RECORDS FOR THIS TASK -
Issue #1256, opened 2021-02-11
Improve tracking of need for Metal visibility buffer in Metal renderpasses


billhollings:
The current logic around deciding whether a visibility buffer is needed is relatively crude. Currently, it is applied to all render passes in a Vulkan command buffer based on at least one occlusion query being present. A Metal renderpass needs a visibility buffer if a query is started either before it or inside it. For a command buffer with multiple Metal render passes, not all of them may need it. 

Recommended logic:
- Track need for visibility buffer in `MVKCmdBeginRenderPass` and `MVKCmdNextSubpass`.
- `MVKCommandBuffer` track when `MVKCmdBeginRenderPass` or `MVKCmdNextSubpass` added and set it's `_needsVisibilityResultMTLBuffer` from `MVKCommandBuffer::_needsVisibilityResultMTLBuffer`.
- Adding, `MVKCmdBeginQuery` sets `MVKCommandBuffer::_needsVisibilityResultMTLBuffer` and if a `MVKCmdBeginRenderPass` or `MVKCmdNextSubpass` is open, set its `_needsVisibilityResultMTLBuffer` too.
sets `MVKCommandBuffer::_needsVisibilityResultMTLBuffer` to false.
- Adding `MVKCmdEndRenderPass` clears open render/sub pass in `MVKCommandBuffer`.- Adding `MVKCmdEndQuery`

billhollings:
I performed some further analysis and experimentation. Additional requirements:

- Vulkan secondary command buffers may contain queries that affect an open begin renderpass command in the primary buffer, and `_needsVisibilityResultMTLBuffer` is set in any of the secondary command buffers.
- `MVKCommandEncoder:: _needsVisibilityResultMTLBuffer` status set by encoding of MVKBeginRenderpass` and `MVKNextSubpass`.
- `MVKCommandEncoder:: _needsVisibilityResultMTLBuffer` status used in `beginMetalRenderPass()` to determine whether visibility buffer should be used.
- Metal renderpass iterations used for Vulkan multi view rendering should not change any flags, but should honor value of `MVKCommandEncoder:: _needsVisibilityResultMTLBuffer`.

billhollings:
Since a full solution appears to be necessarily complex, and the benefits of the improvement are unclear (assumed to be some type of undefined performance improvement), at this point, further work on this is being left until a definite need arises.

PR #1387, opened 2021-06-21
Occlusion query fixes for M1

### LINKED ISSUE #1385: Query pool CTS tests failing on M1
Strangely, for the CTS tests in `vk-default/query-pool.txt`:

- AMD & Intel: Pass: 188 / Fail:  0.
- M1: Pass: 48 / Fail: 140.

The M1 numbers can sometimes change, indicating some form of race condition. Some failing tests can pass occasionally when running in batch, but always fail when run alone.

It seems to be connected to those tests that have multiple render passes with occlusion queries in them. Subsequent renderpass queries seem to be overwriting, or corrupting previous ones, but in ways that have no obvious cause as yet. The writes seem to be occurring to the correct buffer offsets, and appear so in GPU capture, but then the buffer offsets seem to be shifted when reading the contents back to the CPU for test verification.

WHAT THE TASK REQUIRES -
If a line above contains the word "used", list it.

EXPECTED ANSWER -
- `MVKCommandEncoder:: _needsVisibilityResultMTLBuffer` status used in `beginMetalRenderPass()` to determine whether visibility buffer should be used.
- Metal renderpass iterations used for Vulkan multi view rendering should not change any flags, but should honor value of `MVKCommandEncoder:: _needsVisibilityResultMTLBuffer`.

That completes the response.